PR #3342, opened 2015-07-13
bug 1038036

ronakkhunt:
Allowed space in interest tag and removed repeated insertion of JavaScript.
So the JS bundle "jquery-ui", "demostudio" and "profile" were repeatedly adding following JS file.
1) "js/libs/jquery-ui-1.10.3.custom/js/jquery-ui-1.10.3.custom.min.js"  AND
2)"js/moz-jquery-plugins.js"

That was creating the problem.
Also space needed to allowed in "tag-it" Library.

### DIFF
--- a/kuma/users/templates/users/profile_edit.html
+++ b/kuma/users/templates/users/profile_edit.html
@@ -20,7 +20,6 @@
 
 {% block site_js %}
     {{ super() }}
-    {{ js('jquery-ui') }}
     {{ js('demostudio') }}
     {{ js('libs/tagit') }}
     {{ js('profile') }}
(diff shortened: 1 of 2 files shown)


groovecoder:
@darkwing @stephaniehobson @openjck - who wants this one?

openjck:
I'll take it!

openjck:
Looks awesome. Thanks so much!

ronakkhunt:
@openjck Do I need to mark this as resolved in Bugzilla

openjck:
Good catch. Yes, you're welcome to mark it as `RESOLVED` and `FIXED`. GitHub automatically closes the bug when the commit message starts with the word *Fix*.

ronakkhunt:
@openjck So, I tried to mark it as resolved, But there was no option "Fixed" in resolution dropdown. May be i do not have enough privileges.

openjck:
Ah yes, that's probably the reason. I went ahead and marked it as `RESOLVED` and `FIXED`. Thanks for your contribution!

PR #3345, opened 2015-07-14
Bug 957802: Ignore sanitized database dump

openjck:
I always worry when copying the sanitized database dump to the project
root before importing it. Let's be sure it can never be committed.


groovecoder:
Needs a bug # in commit message. Can use bug 957802

openjck:
Updated!

darkwing:
R+, added "prod_devmo.sql" to my repo and `git status` did not list it.

PR #3346, opened 2015-07-15
bug 1182627 - add nofollow to profile compare link

groovecoder:
Per https://bugzilla.mozilla.org/show_bug.cgi?id=1182627#c0, the Yahoo crawler is getting into `compare_revisions` and triggering slow transactions that are affecting python response times.

This adds `rel="nofollow"` to the last `compare_revisions` link on the site that was missing it. It should discourage more slow transactions from crawlers like Yahoo.


jezdez:
r+ assuming tests pass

• • •

■ **Problem**: Both ends count here. Reproduce exactly the lines from the one containing "Needs a bug" through the end of the listing.

■ **Result of the exercise**:
Needs a bug # in commit message. Can use bug 957802

openjck:
Updated!

darkwing:
R+, added "prod_devmo.sql" to my repo and `git status` did not list it.

PR #3346, opened 2015-07-15
bug 1182627 - add nofollow to profile compare link

groovecoder:
Per https://bugzilla.mozilla.org/show_bug.cgi?id=1182627#c0, the Yahoo crawler is getting into `compare_revisions` and triggering slow transactions that are affecting python response times.

This adds `rel="nofollow"` to the last `compare_revisions` link on the site that was missing it. It should discourage more slow transactions from crawlers like Yahoo.


jezdez:
r+ assuming tests pass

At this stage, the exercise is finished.